Jeff Deal (deal [at] datamininglab [dot] com) is the vice president of operations for Elder Research, a data mining and predictive analytics consultancy, in Charlottesville, Virginia. He is also the program chair for the inaugural Predictive Analytics World for Healthcare conference, in Boston, Massachusetts, October 6–7, 2014.

Big data is all the buzz! Anyone connected with the business world understands that they need to be harnessing big data. A recent Senate report estimated that private companies collect, mine, and sell up to 75,000 individual data points on each US consumer. But just what is big data, and what differentiates it from small data or more traditional statistical analysis? These are some of the questions answered in Big Data: A Revolution That Will Transform How We Live, Work, and Think.

Authors Viktor Mayer-Schonberger and Kenneth Cukier state that they are not “so much big data’s evangelists, but merely its messengers.” They might also describe themselves as big-data chroniclers, for they tell the story of big data today, and how we transitioned to this point from the “small data” era. Mayer-Schonberger is a professor of Internet governance and regulation at the Oxford Internet Institute, Oxford University, in the United Kingdom. Cukier is the data editor of the Economist.
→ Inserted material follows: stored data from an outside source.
PR #76, opened 2020-10-22
more style fixes

TimCsaky:
# Description

- show red borders on invalid input fields (previously overridden by mistake)
- remove red alert icon on invalid fields

## Checklist

### DIFF
--- a/app/frontend/src/assets/scss/style.scss
+++ b/app/frontend/src/assets/scss/style.scss
@@ -284,6 +284,30 @@ a,
     background-image: none;
   }
 
+  // add rounded corners to Date / Time Component input groups and red border if invalid
+  .input-group > .flatpickr-input.form-control {
+    & + .form-control.input {
+      border-top-left-radius: 0.25rem;
+      border-bottom-left-radius: 0.25rem;
+    }
+    & ~ .input-group-append {
+      border: 1px solid $bcgov-input-placeholder;
+      border-top-right-radius: 0.25rem;
+      border-bottom-right-radius: 0.25rem;
+    }
+
+    // if validation error make borders red;
+    &.is-invalid + .form-control.input {
+      border: 1px solid #dc3545;
+      border-right: 1px solid $bcgov-input-placeholder;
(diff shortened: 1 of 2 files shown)


app/frontend/src/assets/scss/style.scss
```diff
@@ -264,15 +264,23 @@ a,
...
       color: $bcgov-input-placeholder;
       opacity: inherit;
     }
   }
 
+  .form-control.is-invalid,
+  .was-validated .form-control:invalid {
+    background-image: none;
+  }
+
```
loneil, line 283: I think we need to be really careful with this. Are there other background images used for other formio functionality that having a `background-image: none` could override? Like some other control using an icon that's neccessary and having it disappear on validation could be unintended behaviour.

What's the intent of removing this as well? It's a FormIO default isn't it. We've decided not to mess around with basic FormIO behaviour of the rendered controls.

Personally I'd rather stay away from removing things like this unless it's an absolute requirement.
@parc-jason you've played more with the actual formIO controls than I have.

bcgov-nr-csst:
SonarQube Analysis: https://sonarqube-wxpbtr-tools.pathfinder.gov.bc.ca/dashboard?id=common-hosted-form-service-pr-76

app/frontend/src/assets/scss/style.scss
TimCsaky: yes. good point. maybe we can just apply this to select fields.
this was done to address the issue with the red circle icon appearing over the dropdown arrow. 
image

parc-jason: @loneil  - i don't really know what styles etc apply to formio.  but I agree, we have to be super particular with any style override.  between vuetify and bootstrap and formio, there are a lot of implications.  i think we are going to have to accept that not everything will look like the bc gov design system, and any style/class override that must be done (like above) has to be done in the most specific way possible.  the finest grained scope that will correct the issue.

loneil (approved):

Together they present the evolution of thinking and science that makes big data such an important part of our world today.

Much of the book focuses on three primary “shifts” in the way in which information is analyzed. They label these shifts as more, messy, and correlations. More speaks to the relatively newfound ability to analyze vast amounts of data. Until the recent computer revolution, our ability to collect, organize, store, and analyze data was limited. To keep it manageable and useful, organizations were careful to work with only the most important data, as they perceived it. With increased computing power came the ability to manage and analyze data sets of enormous size—and ultimately the freedom to view data from different angles and explore selected aspects from a closer perspective.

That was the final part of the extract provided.